The Role of Artificial Intelligence in Process Manufacturing
Introduction
Process manufacturing companies are often faced with complex operational processes that require close monitoring and control to maintain optimal performance. This is where artificial intelligence (AI) comes in. AI can help with the optimization of processes and the reduction of operational costs, among other things. In this post, we'll explore how AI can be used in process manufacturing, including the theory of constraints, and why it is important for CIOs and VPs of IT to continue fine-tuning this technology.
What is Process Manufacturing?
Process manufacturing refers to the production of goods by combining ingredients through a series of process steps. It is used primarily in the chemical, food and beverage, pharmaceutical, and biotechnology industries. Unlike discrete manufacturing where a product is made by assembling individual parts or components, process manufacturing involves continuous processes, where the product is made by mixing and transforming raw materials. Examples of process manufacturing are plastic or aluminum extraction, fertilizer cooking, or roof shingle manufacturing. Each of these processes involves a number of variables that drive the quality and efficacy of the end product.
The Theory of Constraints
One of the leading theories in manufacturing optimization is Eli Goldratt’s theory of constraints (more about it here). In process manufacturing, the theory of constraints (TOC) plays a critical role in identifying bottlenecks that impede efficiency and productivity. The TOC is a methodology that aims to improve overall system performance by identifying and addressing constraints that limit throughput. With the growth of real-time sensor data, AI can be used to support the TOC by capturing, analyzing, and visualizing data enabling employees to react faster to anomalies. The premise of TOC is to optimize the entire process and focus on the most expensive steps and optimize for those even if it means un-optimizing other areas. This is a perfect use case for a machine learning model that can map and monitor a large number of variables and identify process steps that human operators might otherwise ignore.

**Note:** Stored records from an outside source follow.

PR #265, opened 2025-02-25
Search Google Drive documents and retrieve contents

byrro:
This tool will be useful in scenarios akin to RAG, where someone wants to ask questions or request the production of a summary, for instance, about a bunch of documents related to a particular topic. Currently, to fulfill such requests, the LLM needs to first `list_documents`, then `get_document_by_id` for each document.

We also implement a utility functions to return documents in Markdown and HTML, since the Drive API JSON is verbose and would waste too many tokens unnecessarily.

Limitations: the Markdown/HTML utilities do not handle table of contents (which I think aren't really useful here), headers, footers, or footnotes.

---
This PR deprecates `list_documents` and implements `search_documents`, apart from `search_and_retrieve_documents`). This configuration makes it easier for LLMs to understand when to call each tool.

Both tools had their interfaces refactored to remove Google API-specific arguments that were confusing LLMs sometimes, such as "corpora" and "support_all_drives". It now accepts arguments that better relate to expected user requests.


EricGustin:
@byrro I'm unable to run this locally. Looks like an issue with all of the double and single quotes in the `arcade_google/utils.py`

image

toolkits/google/arcade_google/tools/drive.py
```diff
@@ -20,18 +22,28 @@
 async def list_documents(
```
EricGustin, line 22: my suggestion:
1. deprecate `list_documents`
2. place your new implementation inside a new tool named `search_documents`
3. rename `search_and_retrieve_documents_in_markdown` to `search_and_retrieve_documents` and let the return format be an input parameter

toolkits/google/arcade_google/tools/drive.py
```diff
@@ -20,18 +22,28 @@
...
+        Optional[list[str]],
+        "Keywords or phrases that must NOT be in the document title or body. Provide a list of "
+        "phrases if needed",
     ] = None,
     order_by: Annotated[
-        OrderBy,
+        Optional[list[OrderBy]],
         "Sort order. Defaults to listing the most recently modified documents first",
-    ] = OrderBy.MODIFIED_TIME_DESC,
+    ] = None,
```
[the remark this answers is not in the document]
byrro: The worker won't let a mutable default

toolkits/google/arcade_google/tools/drive.py
byrro: That makes sense. I'll change just the interface and see if the LLM understands it better. Likely will

toolkits/google/arcade_google/tools/drive.py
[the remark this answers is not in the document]
EricGustin: brain fart. yeah definitely don't use a list as default!

toolkits/google/arcade_google/tools/drive.py
byrro: it does understand it better. pushing the changes now.

toolkits/google/arcade_google/utils.py
```diff
@@ -592,6 +592,82 @@ def build_drive_service(auth_token: Optional[str]) -> Resource:  # type: ignore[
     return build("drive", "v3", credentials=Credentials(auth_token))
 
 
+def build_files_list_query(
+    document_contains: Optional[list[str]] = None,
+    document_not_contains: Optional[list[str]] = None,
+) -> str:
+    query = ["mimeType = 'application/vnd.google-apps.document' and trashed = false"]
```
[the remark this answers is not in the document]
EricGustin: thank you!

toolkits/google/arcade_google/utils.py
```diff
@@ -592,6 +592,85 @@ def build_drive_service(auth_token: Optional[str]) -> Resource:  # type: ignore[
...
+
+    if isinstance(document_not_contains, str):
+        document_not_contains = [document_not_contains]
+
+    if document_contains:
+        for keyword in document_contains:
+            name_contains = keyword.replace("'", "\\'")
+            full_text_contains = keyword.replace("'", "\\'")
+            keyword_query = (
+                f"name contains '{name_contains}' or fullText contains '{full_text_contains}'"
```
EricGustin, line 613: we need to group the left and right side of the `or` inside parentheses, otherwise Google interprets the query in a way that we don't intend. See slack dm for more details

byrro: good catch! just pushed a fix

EricGustin (approved):
Looks great!

PR #267, opened 2025-02-25
Fix package install for modal example

sdreyer:


examples/serving-tools/modal/run-arcade-worker.py
```diff
@@ -26,8 +26,8 @@ def fastapi_app():
 
     # Register toolkits we've installed
     installed_toolkits = Toolkit.find_all_arcade_toolkits()
-    for toolkit in toolkits:
```
sdreyer, line 29: Was previously comparing a Toolkit to a str

examples/serving-tools/modal/run-arcade-worker.py
```diff
@@ -5,9 +5,9 @@
 # Define the FastAPI app
 app = App("arcade-worker")
 
-toolkits = ["arcade-google", "arcade-slack"]
+toolkits = ["arcade_google", "arcade_slack"]
```
sdreyer, line 8: Need to use underscores to compare with the package name loaded in

examples/serving-tools/modal/run-arcade-worker.py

The Advantages of AI in Process Manufacturing
One of the key advantages of AI is its ability to optimize production processes. By analyzing sensor data in real-time, AI can identify performance issues and recommend corrective actions to minimize downtime and maximize productivity. Additionally, AI can improve product quality by detecting errors before they occur, reducing the number of rejected batches, and minimizing waste.
For instance, in plastic extrusion, the ML model can monitor a multitude of variables such as screw temperature, speed of the line, raw material metadata, and even the human aspect of who is running the line. With all the data, the model can predict potential issues with quality, the likelihood of breakage, bubbling, etc. Armed with predicted outcomes, the manufacturing team can optimize the line variables to improve the quality and throughput. A Finnish company Quva has been leading the way here.

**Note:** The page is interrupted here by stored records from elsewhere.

PR #269, opened 2025-02-26
 Tool to retrieve file tree structure from Google 'My Drive' and 'Shared Drives'

byrro:
#da-fastest-day-1


toolkits/google/arcade_google/tools/drive.py
```diff
@@ -82,3 +82,92 @@ async def list_documents(
...
 
     return {"documents_count": len(files), "documents": files}
+
+
+@tool(
+    requires_auth=Google(
+        scopes=["https://www.googleapis.com/auth/drive.file"],
+    )
+)
+async def get_file_tree_structure(
```
EricGustin, line 92: Thinking out loud, but let me know what you think...

--------

I think we can reduce the number of API calls being made in this and it might be worth it since the API call count could potentially be very high and getting rate limited would become a serious issue.

For example, if I have 400 files and 5 folders, then this implementation will call the Google API 400 + 5 + 1 = 406 times. (correct me if I'm wrong about that)

-------

If we instead start with the the query `"'root' in parents and trashed = false"`,
then we can then iterate on the returned list and **only** call the Google API if the file's MIME type is `application/vnd.google-apps.folder`. The query would then change to `"'curr_folder_id' in parents and trashed = false"`. Otherwise, if the MIME type is NOT `application/vnd.google-apps.folder`, then we can add it to the folder structure that we are actively constructing.

Using the previous example, this would reduce the number of calls to the Google API from 406 to 6.

-----
TLDR: 
Searching based on the `parent` (starting with root) and only calling the API for MIME type `application/vnd.google-apps.folder` would reduce API calls drastically.

toolkits/google/arcade_google/tools/drive.py
```diff
@@ -82,3 +82,92 @@ async def list_documents(
...
+    context: ToolContext,
+    include_shared_drives: Annotated[
+        bool, "Whether to include shared drives in the file tree structure. Defaults to True."
+    ] = True,
+) -> Annotated[
```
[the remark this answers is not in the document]
byrro: the files.list endpoint returns a flat list of files and folders, we need to recur only if there're more items than the page size, not in depth

toolkits/google/arcade_google/tools/drive.py
byrro: Turns out we can provide a `fields` to the `files.list` endpoint and ask it to return `parents` attribute with each item. It's not documented in the endpoint docs, but it works. With that, we only need a single call (for each page) to build the entire file tree. Apart from this request, the tool also queries `drives.get` to get Shared Drives' names, if any.

toolkits/google/arcade_google/tools/drive.py
```diff
@@ -82,3 +88,96 @@ async def list_documents(
...
+@tool(
+    requires_auth=Google(
+        scopes=["https://www.googleapis.com/auth/drive.file"],
+    )
+)
+async def get_file_tree_structure(
+    context: ToolContext,
+    include_shared_drives: Annotated[
+        bool, "Whether to include shared drives in the file tree structure. Defaults to True."
+    ] = True,
```
EricGustin, line 102: I'm wary of defaulting to including shared drives as someone who is a part of a large organization with many shared drives could have tens of thousands of documents in those shared drives.

Up to you though - I see both pros and cons

EricGustin (approved):
LGTM - one comment that you can choose to ignore or address

toolkits/google/arcade_google/tools/drive.py
byrro: let's be safe and make it default to `False` then

EricGustin (approved):

Spartee:
Really great work y'all. Keep it up

Spartee:
Great work team, keep it up!

Spartee:
Great work team, keep it up!

Spartee:
Great job. Looks good to me.

Spartee:
Looks good to me, let's meet about this soon.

In a fertilizer plant, the most expensive part of the end product is the compounds (Ammonia, Urea, Phosphorus, etc.) in the recipe while the granule filler is relatively speaking lower cost. Optimizing the process recipe based on chemical metadata of the compounds (e.g. source country & plant) the ML model can predict the right speeds and volume to optimize the end product based on the characteristics of the raw materials.

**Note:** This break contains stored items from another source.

PR #303, opened 2026-04-23
Use workspace-level OIDC endpoint by default for private clusters

Zach-Zach7:
## Summary
- When `oidcBaseUrl` is not explicitly set, OAuth token exchange now uses `{workspaceUrl}/oidc/v1/token` with HTTP Basic Auth instead of the account-level endpoint at `accounts.cloud.databricks.com`
- Required for private Databricks clusters (e.g. Capital One) where the accounts host is unreachable; the workspace URL is always reachable
- When `oidcBaseUrl` is explicitly overridden, the account-level endpoint is preserved unchanged

## Changes
- `ClientCredentials` case class gains `workspaceUrl` field so `resolveToken` can construct the workspace-level URL
- `resolveToken` branches on `oidcBaseUrl == DefaultOidcBaseUrl`: workspace flow uses Basic Auth header with no credentials in body; account flow preserves existing behavior
- Log lines indicate which endpoint mode is active (`workspace-level` vs `account-level`)

## Test plan
- [x] New test: workspace-level endpoint — verifies `/oidc/v1/token` path, Basic Auth header, no credentials in body
- [x] New test: account-level endpoint — verifies `/oidc/accounts/{id}/v1/token` path, credentials in body, no Basic Auth
- [x] All 41 OAuth tests pass (39 existing + 2 new)
- [x] All 86 related integration tests pass across 8 suites

Generated with [Claude Code](https://claude.com/claude-code)

### DIFF
--- a/src/main/scala/io/indextables/spark/auth/unity/UnityCatalogAWSCredentialProvider.scala
+++ b/src/main/scala/io/indextables/spark/auth/unity/UnityCatalogAWSCredentialProvider.scala
@@ -54,26 +54,21 @@ import org.slf4j.LoggerFactory
  * '''OAuth2 Client Credentials''' (machine-to-machine, no personal token needed):
  *   - spark.indextables.databricks.clientId: OAuth2 client ID
  *   - spark.indextables.databricks.clientSecret: OAuth2 client secret
- *   - spark.indextables.databricks.accountId: Databricks account ID (for the OIDC token endpoint)
  *
- * When all three OAuth keys are present they take precedence. Partial OAuth config (only one or two
- * of the three keys) is an error. OAuth tokens are cached process-globally keyed by clientId and
- * refreshed automatically when within `spark.indextables.databricks.oauth.refreshBuffer.seconds`
- * (default: 600) of expiry. The AWS credential cache key is stable across token rotations (keyed by
- * clientId, not the transient access token).
- *
- * '''OIDC endpoint selection:''' By default (when `oidc.baseUrl` is not explicitly set), the
- * workspace-level endpoint `{workspaceUrl}/oidc/v1/token` is used with HTTP Basic Auth.
- * This is required for private Databricks clusters where `accounts.cloud.databricks.com` is
- * unreachable. When `oidc.baseUrl` is explicitly overridden, the account-level endpoint
- * `{oidcBaseUrl}/oidc/accounts/{accountId}/v1/token` is used with credentials in the POST body.
+ * When both OAuth keys are present they take precedence. Partial OAuth config (only one of the
+ * two keys) is an error. OAuth tokens are exchanged via the workspace-level OIDC endpoint at
+ * `{workspaceUrl}/oidc/v1/token` using HTTP Basic Auth. The workspace URL is always reachable
+ * from within private Databricks clusters where `accounts.cloud.databricks.com` may be
+ * unreachable. Tokens are cached process-globally keyed by clientId and refreshed automatically
+ * when within `spark.indextables.databricks.oauth.refreshBuffer.seconds` (default: 600) of
+ * expiry. The AWS credential cache key is stable across token rotations (keyed by clientId,
+ * not the transient access token).
  *
  * Configuration:
- *   - spark.indextables.databricks.workspaceUrl: Databricks workspace URL (required)
+ *   - spark.indextables.databricks.workspaceUrl: Databricks workspace URL (required; must be HTTPS for OAuth)
  *   - spark.indextables.databricks.apiToken: Databricks API token (static auth mode)
  *   - spark.indextables.databricks.clientId: OAuth2 client ID (OAuth auth mode)
  *   - spark.indextables.databricks.clientSecret: OAuth2 client secret (OAuth auth mode)
- *   - spark.indextables.databricks.accountId: Databricks account ID (OAuth auth mode)
  *   - spark.indextables.databricks.oauth.refreshBuffer.seconds: Seconds before OAuth token expiry to re-exchange (default: 600 = 10 min). Effective threshold is min(this, expires_in/4), guaranteeing at least 75% token reuse.
  *   - spark.indextables.databricks.oauth.scope: OAuth2 scope for client-credentials grant (default: "all-apis")
  *   - spark.indextables.databricks.credential.refreshBuffer.minutes: Minutes before AWS credential expiry to refresh (default: 40)
@@ -310,10 +305,6 @@ object UnityCatalogAWSCredentialProvider extends io.indextables.spark.utils.Tabl
   // with the same two-source prefix/bare-leaf/case-insensitive semantics as apiToken)
   private val ClientIdKey     = "clientId"
   private val ClientSecretKey = "clientSecret"
-  private val AccountIdKey    = "accountId"
-  // Override for testing — defaults to the Databricks accounts OIDC base URL
-  private[unity] val OidcBaseUrlKey = "oidc.baseUrl"
-  private val DefaultOidcBaseUrl    = "https://accounts.cloud.databricks.com"
   // Configurable refresh buffer for OAuth tokens (seconds before expiry to re-exchange)
   // Default: 600s (10 minutes). For short-lived tokens the effective threshold is min(this, expires_in/4).
   private val OAuthRefreshBufferKey        = "oauth.refreshBuffer.seconds"
@@ -323,6 +314,9 @@ object UnityCatalogAWSCredentialProvider extends io.indextables.spark.utils.Tabl
   // prefix-aware, case-insensitive semantics as the other OAuth keys.
   private[unity] val OAuthScopeKey = "oauth.scope"
   private val DefaultOAuthScope    = "all-apis"
+  // Escape hatch for local dev/testing: allows OAuth over HTTP (Basic Auth over plaintext).
+  // Production deployments MUST use HTTPS workspace URLs.
+  private[unity] val AllowInsecureOAuthKey = "oauth.allowInsecure"
 
   // Default values
   private val DefaultRefreshBufferMinutes = 40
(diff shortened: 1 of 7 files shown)


schenksj (changes requested):
# Review — PR #303 (workspace-level OIDC endpoint)

Good fix for the private-cluster unreachability problem. Given no one is using this feature yet and backwards compat isn't a concern, the right move is to **drop the account-level flow entirely** and ship a single, simpler code path. The current PR keeps both flows behind a string-equality flag that adds complexity without pulling its weight. All findings below must be addressed before merge.

## 🔴 Must fix before merge

### 1. Delete the account-level flow — support workspace-level only
The account-level branch is dead weight once we commit to workspace-level as the only supported flow. Removing it lets us eliminate a bunch of incidental complexity:

- Drop the `if (useWorkspaceEndpoint) ... else ...` branches in `resolveToken` — no more dual URL construction, dual form-body assembly, dual Authorization-header logic.
- Remove the `DefaultOidcBaseUrl` constant, the `OidcBaseUrlKey` config key, and the `oidcBaseUrl` field on `ClientCredentials`. The workspace URL is already on the case class; that's all we need.
- Remove the `endpointMode` logging distinction — single mode, no label needed.
- Drop the "account-level endpoint" test and the `setupOidcHandler` helper for the `/oidc/accounts/{id}/v1/token` path. The remaining workspace-level happy-path test is the one to keep.
- Remove the Scaladoc paragraph describing the two modes; replace with a single-paragraph description of the workspace-level flow.

The `resolveToken` body for the `ClientCredentials` case should collapse to roughly:

```scala
val tokenUrl = s"${cc.workspaceUrl}/oidc/v1/token"
val formBody = s"grant_type=client_credentials&scope=${URLEncoder.encode(cc.oauthScope, "UTF-8")}"
val credentials = Base64.getEncoder.encodeToString(s"${cc.clientId}:${cc.clientSecret}".getBytes(UTF_8))

val request = HttpRequest.newBuilder()
  .uri(URI.create(tokenUrl))
  .header("Content-Type", "application/x-www-form-urlencoded")
  .header("Authorization", s"Basic $credentials")
  .timeout(Duration.ofSeconds(30))
  .POST(HttpRequest.BodyPublishers.ofString(formBody))
  .build()
// ... existing retry loop, 429 handling, response parsing unchanged ...
```

No branch, no mode constant, no dual path. The retry/429/`Retry-After`/singleflight/cache logic all sit above this and are unchanged.

### 2. Drop `accountId` as a required OAuth config key
The workspace-level flow never uses `accountId` — not in the URL, not in the body, not in a header. If we're committing to workspace-only, requiring operators to set a field the code doesn't read is confusing and becomes a barrier for private-cluster customers who may not have account-level visibility in the first place.

Concrete cleanup:
- Remove `AccountIdKey` from `resolveConfigFromMap`.
- Remove `accountId` from the `ClientCredentials` case class.
- Simplify the partial-config match to require `(clientId, clientSecret)` only. The error message becomes *"Incomplete OAuth configuration: spark.indextables.databricks.clientId and spark.indextables.databricks.clientSecret must both be set together. To use a static API token instead, remove both OAuth keys and set apiToken."*
- Remove `accountId` from all test helper configs and assertions across the OAuth test suite.
- Update the propagation-mirror tests (`DatabricksConfigPropagationTest`, `UnityCatalogConfigPropagationEndToEndTest`, `MergeWithWriteOptionsCredentialTest`) to drop the `accountId` key — it's propagated fine today but becomes extraneous.

### 3. Validate `workspaceUrl` scheme; fail or warn on `http://`
Basic Auth over plaintext HTTP sends the client secret base64-encoded but not encrypted — trivially decodable by any proxy, log pipeline, or packet capture. With workspace-only, the effective URL is `{operator-supplied workspaceUrl}/oidc/v1/token`, so the safety of the transport is entirely in operator hands.

Either:
- **Fail fast** if `workspaceUrl` doesn't start with `https://`, with a clear error (`"OAuth client credentials require HTTPS workspace URL — got http://... Set a secure workspace URL or use apiToken auth"`). This is the safer default.
- **Log WARN** once at provider init if the scheme is `http`, gated by a `spark.indextables.databricks.oauth.allowInsecure` escape hatch for local dev / tests.

Note this also means the existing test helpers using `http://localhost:$serverPort` need to either (a) gain the escape hatch config, or (b) be switched to an HTTPS-capable mock server (the existing `com.sun.net.httpserver.HttpsServer` with a self-signed cert). Option (a) is lighter; option (b) is more faithful. Pick whichever fits the test harness conventions here.

### 4. Add retry / 429 / non-200 tests for the workspace endpoint
After collapsing to a single flow, the retry/`Retry-After`/exponential-backoff logic applies to the workspace endpoint by definition. The existing 429-with-header and 429-without-header tests use `setupOidcHandler` against the `/oidc/accounts/{id}/v1/token` path — port them to `setupWorkspaceOidcHandler` (the new helper) so the tests continue to exercise the paths that will actually be hit in production. Otherwise the retry machinery is effectively untested post-cleanup.

### 5. Avoid interpolating the secret into a heap String
`s"${cc.clientId}:${cc.clientSecret}".getBytes("UTF-8")` allocates a heap String holding the secret, held until GC. Minor but easy to avoid on a fresh cut: build the bytes without going through the interpolated String (ByteBuffer assembly, or write `clientId`, `':'`, and `clientSecret` bytes to a `ByteArrayOutputStream`). Keeps the secret's heap lifetime as short as possible. Fold into the cleanup in #1.

### 6. Update the file-header Scaladoc for single-mode
Once the account-level flow is gone, the "OIDC endpoint selection" paragraph describing both modes should be replaced with a single paragraph on the workspace flow. Remove the `oidc.baseUrl` bullet from the configuration list. Remove the `accountId` bullet per #2.

### 7. Clean up the log line
The current log (`endpoint=workspace-level, url=$tokenUrl`) becomes redundant when there's only one endpoint. Drop the endpoint label; keep the URL at `DEBUG` or `INFO` per team preference. Workspace URL is not a secret but may be mildly identifying — `DEBUG` is a safe default.

## Summary

The PR solves the right problem but carries both flows forward when it doesn't need to. Consolidate to workspace-only: remove account-level code, drop `oidcBaseUrl` / `OidcBaseUrlKey` / `DefaultOidcBaseUrl` / `accountId`, add HTTPS validation, port the retry tests, simplify the docs and logging. Net effect should be *fewer* lines than the current PR while the surface area is strictly simpler. Happy to re-review on the slimmed-down version.

Zach-Zach7:
Hi @schenksj i addressed all points above and am ready for another review! 😃

schenksj (approved):
# Re-review — PR #303 (commit `2f4022b3`)

✅ **All seven requested items fully addressed — approving.** The cleanup went exactly as expected: 208 lines deleted, 103 added — a strictly simpler surface area in exchange for feature parity on the only flow anyone actually uses. Thanks for the quick turnaround.

## Verification against the prior review's requests

| # | Prior ask | Resolution |
|---|---|---|
| 1 | Delete account-level flow | `resolveToken` is now a single code path: `tokenUrl = s"${cc.workspaceUrl}/oidc/v1/token"`, one `formBody`, one `basicAuth` header, no `if (useWorkspaceEndpoint)` branching. `DefaultOidcBaseUrl`, `OidcBaseUrlKey`, and the `oidcBaseUrl` field on `ClientCredentials` are all gone. The account-level test and its `setupOidcHandler(accountId, ...)` helper are removed; the workspace helper has been renamed to the canonical `setupOidcHandler`. |
| 2 | Drop `accountId` | `AccountIdKey` removed, `accountId` field removed from `ClientCredentials`, partial-config match simplified to `(Some(_), _) | (_, Some(_))`, error message updated, and `accountId` dropped from all propagation tests across 5 test files (`DatabricksConfigPropagationTest`, `UnityCatalogConfigPropagationEndToEndTest`, `MergeWithWriteOptionsCredentialTest`, `TransactionLogFactoryCredentialIsolationTest`, `ConfigurationResolverTest`). The `authIdentity` positional match updated from 8 underscores to 6. |
| 3 | HTTPS validation for `workspaceUrl` | Fails fast with a clear error citing `oauth.allowInsecure` as the escape hatch; logs a `WARN` when the escape hatch is enabled. Test `"OAuth: fails fast when workspaceUrl is HTTP without allowInsecure"` added. Existing test helpers migrated to use `AllowInsecureOAuthKey = "true"`. Error message is discoverable — includes the config key name and the `apiToken` fallback. |
| 4 | Retry / 429 / non-200 tests on workspace endpoint | All retry tests (`"expired token triggers re-exchange"`, `"429 with Retry-After"`, `"429 without Retry-After"`) now hit `/oidc/v1/token` via the renamed `setupOidcHandler`. The cache-stability test also switched paths. Effectively every OAuth test that existed for account-level now runs against the workspace endpoint — full parity with no extra test cost. |
| 5 | Avoid heap-String for secret | Credentials are assembled via `ByteArrayOutputStream` (`clientId` bytes, `':'.toInt`, `clientSecret` bytes) and Base64-encoded, so the secret never lives inside an interpolated `String` object. |
| 6 | File-header Scaladoc for single-mode | Rewritten: single paragraph describing the workspace flow and the "workspace URL always reachable from within private clusters" rationale. `oidc.baseUrl` and `accountId` bullets removed. `workspaceUrl` bullet now notes "must be HTTPS for OAuth" — anticipates the validation behavior from #3. |
| 7 | Simplify the log line | The per-exchange `INFO` log with `endpoint=$endpointMode, url=$tokenUrl` is now `logger.debug(s"OIDC token endpoint: $tokenUrl")`. The provider-init `INFO` still logs `clientId` and `scope` but no longer labels endpoint mode. |

## A couple of tiny nits (non-blocking)

- **Stale comments in the quarter-life tests** — the 5-min-stale and 30-min-fresh tests (lines 976-1015 of the post-change test file) still say `"halfLife=1800s → threshold=min(600,1800)=600s"` in the inline comment. The code now uses `quarterLife = 900s`, and the threshold arithmetic lands on the same 600s value for 3600s tokens so the test assertion is correct — but the comment predates the quarter-life change in #302 follow-up and should say `quarterLife=900s → threshold=min(600,900)=600s`. Not a regression from this PR; worth fixing opportunistically.
- **Dead assertion in the happy-path test** — the workspace-endpoint happy-path test (line 884 area) still has `requestLog.count(_.path.contains("/oidc/accounts/")) shouldBe 0`. Always passes now because that code path doesn't exist, so the assertion documents a guarantee the type system already enforces. Fine to keep as a regression canary or drop — your call.

## Summary

Clean consolidation. Everything asked for is done; the net diff is smaller than what went in, which is always the right sign on a cleanup commit. Approving.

Another example of AI/ML helping manufacturing is computer vision. This is even used to verify the consistency of pizza pies in certain chains! In essence, the process includes one or several cameras that constantly image the product moving through the manufacturing process and it’s comparing the input to the machine learning model that has been trained on known defects. Once the AI system identifies one of the known defects, it can signal the process control and potentially stop the line or adjust process variables to mitigate the identified defect. This approach can save a tremendous amount of time but also allow critical human resources to focus on the essentials rather than watching the line or taking batch quality assurance (QA) samples.
AI can also help reduce operational costs by optimizing machine utilization and reducing energy consumption. By analyzing operational data, AI can identify areas where energy consumption can be reduced without affecting production output. This can help manufacturers realize significant cost savings.
Conclusion
As companies continue to look for ways to improve their operational processes, AI is becoming increasingly important. In process manufacturing, AI can help optimize production processes, reduce operational costs, and improve product quality. Its ability to support the theory of constraints is particularly valuable, as it can help manufacturers avoid potential bottlenecks and improve overall system performance. For CIOs and VPs of IT, it's essential to start considering AI as a tool for driving operational efficiency and maintaining a competitive edge.